## Task details
Your task is to give the entries back exactly, leaving nothing out.

----- Data for processing

PR #35, opened 2018-12-04
cache cuda deps

shz117:
- enable travis cache
 - trim CUDA deps, skip CUDA deps installation when applicable

### DIFF
--- a/.travis.yml
+++ b/.travis.yml
@@ -13,6 +13,10 @@ env:
     - LD_LIBRARY_PATH=${CUDA_HOME}/lib64:${TRAVIS_HOME}/gopath/src/github.com/uber/aresdb/lib
     - NVCCFLAGS="-ldir ${CUDA_HOME}/nvvm/libdevice -noprof -I ${CUDA_HOME}/include/ -L ${CUDA_HOME}/lib64"
     - GTEST_ROOT=./build/googletest
+cache: 
+  directories:
+    - lib
+    - gtest
 
 cache:
   directories:
@@ -22,15 +26,22 @@ cache:
 branches:
   only:
     - master
-
 install:
   - .travis/install_cuda.sh
   - .travis/install_golang_tools.sh
   - .travis/install_clang_tools.sh
-
 script:
   - make lint
   - make travis
-
+after_success:
+  # exclude query/expr from coverage
+  - rm query/expr/expr.coverprofile
+  # generate coverage output file
+  - gover . coverage.out
+  # send to coverall
+  - goveralls -coverprofile=coverage.out -service=travis-ci 
+  # send to codecov.io
+  - mv coverage.out coverage.txt
+  - bash <(curl -s https://codecov.io/bash)
 after_script:
   - .travis/cleanup.sh
--- a/.travis.yml
+++ b/.travis.yml
@@ -7,10 +7,16 @@ env:
     - CUDA_VERSION="10.0"
     - CUDA_PKG_VERSION="130-1"
     - CUDA_PKG=cuda-repo-ubuntu1404_${CUDA_VERSION}.${CUDA_PKG_VERSION}_amd64.deb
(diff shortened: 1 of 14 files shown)


.travis/install_cuda.sh
```diff
@@ -1,9 +1,15 @@
...
-wget http://developer.download.nvidia.com/compute/cuda/repos/ubuntu1404/x86_64/${CUDA_PKG}
-sudo apt-key adv --fetch-keys http://developer.download.nvidia.com/compute/cuda/repos/ubuntu1404/x86_64/7fa2af80.pub
-sudo dpkg -i ${CUDA_PKG}
-rm ${CUDA_PKG}
-sudo apt-get -y update
-sudo apt-get install -y --no-install-recommends  cuda-core-${CUDA_VERSION}  cuda-cudart-dev-${CUDA_VERSION}  cuda-cublas-dev-${CUDA_VERSION} cuda-curand-dev-${CUDA_VERSION}
-sudo ln -sf /usr/local/cuda-${CUDA_VERSION} /usr/local/cuda
\ No newline at end of file
+
+if [ "$(ls -A $CUDA_LIB_LOCAL)" ]; then
```
lucafuji: can we simply check the existence of the directory?

.travis.yml
```diff
@@ -7,11 +7,17 @@ env:
     - CUDA_VERSION="10.0"
     - CUDA_PKG_VERSION="130-1"
     - CUDA_PKG=cuda-repo-ubuntu1404_${CUDA_VERSION}.${CUDA_PKG_VERSION}_amd64.deb
-    - CUDA_HOME=/usr/local/cuda
-    - PATH=${PATH}:${CUDA_HOME}/bin:${GOPATH}/bin
-    - LD_LIBRARY_PATH=${CUDA_HOME}/lib:${TRAVIS_HOME}/gopath/src/github.com/uber/aresdb/lib
+    - CUDA_LIB_LOCAL=${HOME}/cuda_lib
```
lucafuji: maybe better to have version in the folder name so that later when we change cuda version, we don't need to manually delete the cache.

.travis/install_cuda.sh
```diff
@@ -1,9 +1,15 @@
...
+    echo "Fetched cuda deps from cache"
+else
+    wget http://developer.download.nvidia.com/compute/cuda/repos/ubuntu1404/x86_64/${CUDA_PKG}
+    sudo apt-key adv --fetch-keys http://developer.download.nvidia.com/compute/cuda/repos/ubuntu1404/x86_64/7fa2af80.pub
+    sudo dpkg -i ${CUDA_PKG}
+    rm ${CUDA_PKG}
+    sudo apt-get -y update
+    sudo apt-get install -y --no-install-recommends  cuda-core-${CUDA_VERSION}  cuda-cudart-dev-${CUDA_VERSION}  cuda-cublas-dev-${CUDA_VERSION} cuda-curand-dev-${CUDA_VERSION}
+    mkdir -p ${CUDA_LIB_LOCAL}
+    sudo cp -rL /usr/local/cuda-${CUDA_VERSION}/bin /usr/local/cuda-${CUDA_VERSION}/lib64 /usr/local/cuda-${CUDA_VERSION}/include /usr/local/cuda-${CUDA_VERSION}/nvvm ${CUDA_LIB_LOCAL}
```
lucafuji: Seems we are still copying all the libs and bins?

.travis/install_cuda.sh
shz117: we cant, since travis cache will create the dir once configured

.travis/install_cuda.sh
shz117: yes. but it's a subset of what's installed, if not cached. any other suggestion?

.travis.yml
shz117: good point, will update

shz117:
cache cuda deps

----------

## Task solution
PR #35, opened 2018-12-04
cache cuda deps

shz117:
- enable travis cache
 - trim CUDA deps, skip CUDA deps installation when applicable

### DIFF
--- a/.travis.yml
+++ b/.travis.yml
@@ -13,6 +13,10 @@ env:
     - LD_LIBRARY_PATH=${CUDA_HOME}/lib64:${TRAVIS_HOME}/gopath/src/github.com/uber/aresdb/lib
     - NVCCFLAGS="-ldir ${CUDA_HOME}/nvvm/libdevice -noprof -I ${CUDA_HOME}/include/ -L ${CUDA_HOME}/lib64"
     - GTEST_ROOT=./build/googletest
+cache: 
+  directories:
+    - lib
+    - gtest
 
 cache:
   directories:
@@ -22,15 +26,22 @@ cache:
 branches:
   only:
     - master
-
 install:
   - .travis/install_cuda.sh
   - .travis/install_golang_tools.sh
   - .travis/install_clang_tools.sh
-
 script:
   - make lint
   - make travis
-
+after_success:
+  # exclude query/expr from coverage
+  - rm query/expr/expr.coverprofile
+  # generate coverage output file
+  - gover . coverage.out
+  # send to coverall
+  - goveralls -coverprofile=coverage.out -service=travis-ci 
+  # send to codecov.io
+  - mv coverage.out coverage.txt
+  - bash <(curl -s https://codecov.io/bash)
 after_script:
   - .travis/cleanup.sh
--- a/.travis.yml
+++ b/.travis.yml
@@ -7,10 +7,16 @@ env:
     - CUDA_VERSION="10.0"
     - CUDA_PKG_VERSION="130-1"
     - CUDA_PKG=cuda-repo-ubuntu1404_${CUDA_VERSION}.${CUDA_PKG_VERSION}_amd64.deb
(diff shortened: 1 of 14 files shown)


.travis/install_cuda.sh
```diff
@@ -1,9 +1,15 @@
...
-wget http://developer.download.nvidia.com/compute/cuda/repos/ubuntu1404/x86_64/${CUDA_PKG}
-sudo apt-key adv --fetch-keys http://developer.download.nvidia.com/compute/cuda/repos/ubuntu1404/x86_64/7fa2af80.pub
-sudo dpkg -i ${CUDA_PKG}
-rm ${CUDA_PKG}
-sudo apt-get -y update
-sudo apt-get install -y --no-install-recommends  cuda-core-${CUDA_VERSION}  cuda-cudart-dev-${CUDA_VERSION}  cuda-cublas-dev-${CUDA_VERSION} cuda-curand-dev-${CUDA_VERSION}
-sudo ln -sf /usr/local/cuda-${CUDA_VERSION} /usr/local/cuda
\ No newline at end of file
+
+if [ "$(ls -A $CUDA_LIB_LOCAL)" ]; then
```
lucafuji: can we simply check the existence of the directory?

.travis.yml
```diff
@@ -7,11 +7,17 @@ env:
     - CUDA_VERSION="10.0"
     - CUDA_PKG_VERSION="130-1"
     - CUDA_PKG=cuda-repo-ubuntu1404_${CUDA_VERSION}.${CUDA_PKG_VERSION}_amd64.deb
-    - CUDA_HOME=/usr/local/cuda
-    - PATH=${PATH}:${CUDA_HOME}/bin:${GOPATH}/bin
-    - LD_LIBRARY_PATH=${CUDA_HOME}/lib:${TRAVIS_HOME}/gopath/src/github.com/uber/aresdb/lib
+    - CUDA_LIB_LOCAL=${HOME}/cuda_lib
```
lucafuji: maybe better to have version in the folder name so that later when we change cuda version, we don't need to manually delete the cache.

.travis/install_cuda.sh
```diff
@@ -1,9 +1,15 @@
...
+    echo "Fetched cuda deps from cache"
+else
+    wget http://developer.download.nvidia.com/compute/cuda/repos/ubuntu1404/x86_64/${CUDA_PKG}
+    sudo apt-key adv --fetch-keys http://developer.download.nvidia.com/compute/cuda/repos/ubuntu1404/x86_64/7fa2af80.pub
+    sudo dpkg -i ${CUDA_PKG}
+    rm ${CUDA_PKG}
+    sudo apt-get -y update
+    sudo apt-get install -y --no-install-recommends  cuda-core-${CUDA_VERSION}  cuda-cudart-dev-${CUDA_VERSION}  cuda-cublas-dev-${CUDA_VERSION} cuda-curand-dev-${CUDA_VERSION}
+    mkdir -p ${CUDA_LIB_LOCAL}
+    sudo cp -rL /usr/local/cuda-${CUDA_VERSION}/bin /usr/local/cuda-${CUDA_VERSION}/lib64 /usr/local/cuda-${CUDA_VERSION}/include /usr/local/cuda-${CUDA_VERSION}/nvvm ${CUDA_LIB_LOCAL}
```
lucafuji: Seems we are still copying all the libs and bins?

.travis/install_cuda.sh
shz117: we cant, since travis cache will create the dir once configured

.travis/install_cuda.sh
shz117: yes. but it's a subset of what's installed, if not cached. any other suggestion?

.travis.yml
shz117: good point, will update

shz117:
cache cuda deps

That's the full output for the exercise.